# Stupid question removing a speaker



## jeckel7234 (May 26, 2013)

Hi all,
I know this is way simplar than im thinking, but im having trouble figuring out how to pull the speaker cover & trim off. The speakers blown. I thought the trim was just held in by clips and it would just pop out but ive tried prying up underneath it and starts pushing into the drywall. And the paint isnt holding it down, 

Thanks.


----------



## ktkelly (Apr 7, 2007)

You can use something like a dental tool that has a small hooked end to pop the mesh speaker grill off, and then you'll see 3 screws on each side that you need to loosen to get the speaker out.

You might be able to get the grill off by prying qith a very small screw driver as well.

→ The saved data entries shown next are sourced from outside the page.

PR #331, opened 2024-12-12
Fix action space check

pbrubeck:
The space check in `action` was not quite right, it is hard to tell exactly why. Previously it only passed because `V == V.dual()` in Firedrake.

This PR removes the need to check specific types of the arguments and handles them in a more symmetric way.


pbrubeck:
This ruff thing is ridiculous

ufl/action.py
```diff
@@ -159,29 +157,36 @@ def __hash__(self):
 
 def _check_function_spaces(left, right):
```
pbrubeck, line 158: Dear code reviewers,

Please ignore the rest of the diff, that's just ruff.
Only take a look at this function.

Thank you.

pbrubeck:
@jorgensd FeniCSx CI fails, but I suspect it is for an unrelated reason?

jorgensd:
> @jorgensd FeniCSx CI fails, but I suspect it is for an unrelated reason?

@finsberg, it seems like you missed a test with your latest PR:
https://github.com/FEniCS/dolfinx/blob/0c3a33ec5cfc5fef3e5bc965fcd3df533ed4aee6/python/test/unit/io/test_xdmf_function.py#L232-L249

dham (approved):
I think this looks right.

Those six screws tighten the "dogs" that clamp the speaker bezel to the sheetrock.


----------



## jeckel7234 (May 26, 2013)

thanks


----------



## diyorpay (Sep 21, 2010)

I'm thinking plastic trim (frame) snaps in to some kind of bracket. I'd try the thinnest knife (maybe the cheap long thin razors at the dollar store?) and do one or more passes around the outside, as close and flat to the wall as possible. 

If you hit an 'obstruction', it could be a tab that gets pushed in slightly to remove frame. Try then a very thin putty knife and put some pressure on the tabs on one side of frame. If you can get one side and either top or bottom, frame should pop. Then screws holding screen cover should be obvious.

If you break any tabs, reinstall with small dabs of silicone.


----------